# Building my shed Part 1



## tcleve4911 (Nov 6, 2010)

*Part 2*

So today I'm going to run all the joists and sheath the deck

When I'm working alone and need to set the joists, I clamp a cleat on the other end to hold the joist temporarily in place.










I decided to run my framing at 19.314579 " on center










All the joists in and secured










Ran the 3/4" T&G sheathing...and screwed her down










It went good and we now have a platform to work from










So while I was uncovering scraps from under the tarps, I decided to make me some steps










That's enough for today


----------



## SeeDBee (Sep 1, 2008)

great illustrations. So, you are allowed to just sit the concrete piers on dirt like that?
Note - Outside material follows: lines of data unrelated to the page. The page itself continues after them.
Issue #680, opened 2026-09-18
Codex subscription: tool-call limit (maxToolCalls=32) is reported as retryable "Model Overloaded" and is failover-eligible


alfredolopez80:
## Problem

`codex-llm-proxy` aborts an upstream stream when the model emits more than `LIMITS.maxToolCalls` (32) tool calls in one response (`codex-llm-proxy/src/codexTransport.ts:344-356`, `consumeSse.acceptFrame`). The limit is Evenfire's own (`packages/llm-provider-attempt-contract/index.cjs:19`), not an upstream one: the proxy sends Codex `parallel_tool_calls = true` with no cap, so the model does not know the limit exists.

The abort is raised as `CodexTransportError('provider_unavailable', 'tool calls exceed 32')`. Tool-call frames are buffered until the response completes, so no bytes have been written to the client and `server.ts` answers HTTP 503 `{error:"provider_unavailable"}`. It logs only `codex_proxy_denied {code}`; the message is dropped.

`mcp-host` maps `provider_unavailable` to `LlmErrorCode.ModelOverloaded, retryable: true` (`mcp-host/src/llm/codexSubscription.ts`, `classifyError`, ~line 130). `mcp-host/src/llm/failover/classify.ts:48-49` classifies that as the `provider_unavailable` failover class, and the desktop shows "Model Overloaded" (`desktop-app/ui/src/constants/agents.ts:13`).

Consequences:
- The error is retried, although a retry of the same prompt has no reason to produce fewer calls.
- It is eligible to trigger provider failover.
- The operator is told the provider is overloaded when the cause is an Evenfire policy limit.
- No log records how many calls were emitted.

The same limit is also enforced on request history by `parseMessages` (`packages/llm-provider-attempt-contract/index.cjs:255`) in three places: control-api (`services/llmProviderAttemptAuthorizer.ts:626`), codex-llm-proxy (`codexTransport.ts:89`) and mcp-host (`codexSubscription.ts:263`). Raising only the stream check is therefore insufficient: the next request would be rejected.

## Evidence

Context: cluster `clerum`, project `eventfire-491421`, 2026-09-18 UTC. Host `andy-agent`, provider `codex-subscription`, model `gpt-5.6-sol` (selected per chat; the Host default is `gpt-5.6-luna`). 119 tools were presented in `mode=direct`.

[...]

PR #685, opened 2026-09-18
fix(codex): report tool_call_limit_exceeded end to end and raise limits to 64/256

alfredolopez80:
## Summary

PR-1 for #680 (Codex only). A Codex response with more than `maxToolCalls` function calls now fails as `tool_call_limit_exceeded` end to end, instead of surfacing as `provider_unavailable` / `LLM_MODEL_OVERLOADED` ("Model Overloaded") and being failed over:

- **Contract** (`packages/llm-provider-attempt-contract`): Codex `maxToolCalls` 32 → 64, `maxMessages` 128 → 256.
- **codex-llm-proxy**: the over-bound SSE response raises `CodexTransportError('tool_call_limit_exceeded', …, {limit, observed})`; the proxy maps it to HTTP 422, or to an SSE error frame when headers were already sent. Every attempt emits a `codex_proxy_attempt_finished` log line and failures increment `codex_proxy_attempt_failures_total{code}`.
- **mcp-host**: `classifyError` maps `tool_call_limit_exceeded` to `LlmErrorCode.ToolCallLimitExceeded` (not retryable, failover class `null`); a Host-side guard rejects a history longer than `maxMessages` with `request_limit_exceeded` → `LLM_CONTEXT_LENGTH_EXCEEDED` before a ticket is minted.
- **Desktop**: labels `LLM_TOOL_CALL_LIMIT_EXCEEDED` ("Too Many Tool Calls") and `LLM_CONTEXT_LENGTH_EXCEEDED` ("Conversation Too Long").
- **Docs/fixtures**: Codex and Grok contract docs, sanitized upstream contract fixture and its freeze test.
- **E2E**: the deterministic approved-tools upstream gains a `tool call limit probe` trigger (65 calls, any retry throws), and the Desktop Playwright journey asserts the label, one upstream completion, no retry and no connector call.

Grok parity (plan Step 7) is PR-2 and is not part of this PR.

## Commits (one per plan step, each `Refs #680`)

| Step | Commit | Subject |
|---|---|---|
| 1 | 50ca0cab4 | fix(contract): raise Codex maxToolCalls to 64 and maxMessages to 256 |
| 2 | 1a457fb54 | fix(codex-llm-proxy): report tool_call_limit_exceeded as 422 with attempt telemetry |
| 3 | 7d2bc2cfb | fix(mcp-host): classify Codex tool-call and history limits as non-retryable |
| 4 | ca34baa48 | fix(desktop): label tool-call limit and context length errors |
| 5 | 4ec5a4562 | docs(codex): document the 64/256 limits, tool_call_limit_exceeded and attempt telemetry |
| 6 | ed442902b | test(e2e): cover the Codex tool-call limit in the Desktop approved-tools journey |
| 6.4 (A3) | 594cafb98 | fix(e2e): accept kubectl's object-per-item dry-run output in approved-tools preparation |

## Step 0 facts

- **F1** No history trimmer keyed on `maxMessages` in mcp-host. Compaction is token-based at the agent level (`config.ts` compaction settings, `manageMessagesForIteration`) and runs before the provider builds the request, so the Step 3.4 guard sits directly before `parseCodexCompletionRequestV1`.
- **F2** No exhaustive `Record<LlmErrorCode, …>` / `[LlmErrorCode]` map in `mcp-host/src`, `control-api/src` or `desktop-app`.
- **F3** `classifyError` is called from `core/adapters/llmPortAdapter.ts:294` (chat path; entry point of the LlmError-level test), `workflow/failoverProvider.ts:208` and `pluginWorkloadSdk/promptBridge/llmBridge.ts:892`.
- **F4** `executeToolCalls` (`core/orchestration/toolUseLoopToolBatch.ts:193`) runs a batch sequentially (`for` loop at :216). No unbounded parallelism.
- **F5** `observeAttempt(outcome, operation)` increments the prom-client counter `codex_llm_proxy_attempts_total{outcome,operation}`, declared in `createProxyMetrics(register)`; tests read counters by scraping the admin `/metrics` text.
- **F6** There is no `test/server.test.ts`. The server telemetry cases went into `test/server.security.test.ts` (supertest over `createProxyApps`, fetchFn injection fakes the upstream); the logger is observed with `vi.spyOn(logger, 'info'|'warn')`.
- **F7** `errorTaxonomy` exists only in `tests/e2e/fixtures/codex-subscription/sanitized-upstream-contract.json`; `codex-llm-proxy/src` publishes no taxonomy. The `CODEX_TEST_UPSTREAM_*` variables are documented only in the inline comments of `tests/e2e/fixtures/codex-subscription/test-upstream/server.mjs`.
- **F8** No 32/128 literals for `maxToolCalls`/`maxMessages` in `workflow-recipes` or `control-api/src`; the limits flow from `LIMITS` in `packages/llm-provider-attempt-contract/index.cjs`.
- **F9** `LLM_MODEL_OVERLOADED` appears only in `desktop-app/ui/src/constants/agents.ts` (`AGENT_ERROR_CODE_LABELS`) and its render test. No zod enum or type lists LLM error codes between the Host and the Desktop; the code travels as a string. (This grep was recorded after the Step 4 commit; it confirmed Step 4 needed no further change.)
- **F11** Test commands: contract `node --test`; codex-llm-proxy `npm run typecheck:test && vitest run`; mcp-host and desktop-app per `scripts.test`.
- **F13** In `consumeSse.acceptFrame` the tool-call count check (`toolFrames.length >= LIMITS.maxToolCalls`) runs before the unknown-tool-name check, and every 65-call fixture uses a presented tool name. The pending-call key is `item_id || id || call_id`, so distinct `call_id`s are distinct entries.
- **F14** The loop returns `{type:'error', error}` (`toolUseLoop.ts:440`); `TaskExecutor.handleLoopResult` rethrows it (`agent/taskExecutor.ts:1201`); `toTaskError` (`:879`) passes an `LlmError` code through; `StateMachine.handleTaskFailure` (`agent/stateMachine.ts:1423`) stores it; Desktop reads `result.code` (`useAgentChatController.ts:2202`).
- **F15** `llmBridge.ts` failover decisions use `classifyFailoverClass(classified.code, classified.retryable)` (:401, :564, :642, :669, :759); failover tests live in the sibling file `promptBridge/llmBridge.failover.test.ts`.
- **F16** Lane entry point `scripts/e2e/run-codex-approved-tools.mjs`, driven by `make minikube-run-codex-approved-tools` (`prepare-codex-approved-tools.mjs run`). `tests/e2e/playwright/helpers/launch-desktop.ts:82-117` launches Electron with a `mkdtemp` `--user-data-dir`, asserts `app.getPath('userData')` equals it and removes it on close. The session token is stored via keytar in the macOS Keychain (service `Evenfire`), outside the user data dir; the test Electron binary is a different application from the installed signed Desktop, whose Keychain items are ACL-bound. No Keychain prompt was accepted during the run.

Facts 10 and 12 belong to the out-of-scope Steps 8.3/9.2.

I was under the impression they had to sit on a more solid surface, like sonotube filled with concrete and rock.


----------



## oh'mike (Sep 18, 2009)

He's got a 'thing' going with the inspector.:laughing:


----------



## CoconutPete (Jan 22, 2010)

Nice! :thumbsup:


----------



## DexterII (Jul 14, 2010)

Looking good! Looks like ma nature is tolerant of you waiting until this late in the year, and is giving you some great late-season weather to work in!


----------



## tcleve4911 (Nov 6, 2010)

SeeDBee said:


> great illustrations. So, you are allowed to just sit the concrete piers on dirt like that? I was under the impression they had to sit on a more solid surface, like sonotube filled with concrete and rock.


Undisturbed soil is your friend........


----------



## tcleve4911 (Nov 6, 2010)

oh'mike said:


> He's got a 'thing' going with the inspector.:laughing:


What??...I pay my fees.....:thumbup:


----------



## rjniles (Feb 5, 2007)

Questions:

No joist hangers? Floor joists nailed to the rims?

Rims nailed to posts? No additional support.


----------



## tcleve4911 (Nov 6, 2010)

So with the platform built, it's time to frame some walls.
I'll use 2x4x8' with shoe and double top plate to give 100-1/2" ceiling height.
....plus I don't have to cut any of them:no:

So it's off to the lumber yard



















I built my walls on the deck and raised them in manageable sections (8')..
and braced them plumb and square with clamps and a GRK screw.



















Things went really fast at this point and before I knew it, I had all the walls up but no progress pics.










So I braced everything off so I could start my sheathing


----------



## tcleve4911 (Nov 6, 2010)

*Sheathing*

So off to the lumber yard to get some boards. 










Boards???? no plywood??...osb??? ...waferboard???...particle board??????
Nope......Boards...... good old fashioned 1x12 D3S...7/8" x 12" nominal.
A new business came to town and was offering 1x12 at 30¢/lf !!!!









...and I got a new hat!!!!!

So I started out by running a 3" horizontal strip to set the diagonal sheathing on top of.
This gave me a straight and level course to work off and protected the end-grain of the cuts.




























I decided to stop sheathing at this point because I want to have the roof rafters on and the gables framed so I can tie in the sheathing to the gable ends.

So I'm off to the Lumber Yard again to get my 2x6x10' rafters and ceiling joists.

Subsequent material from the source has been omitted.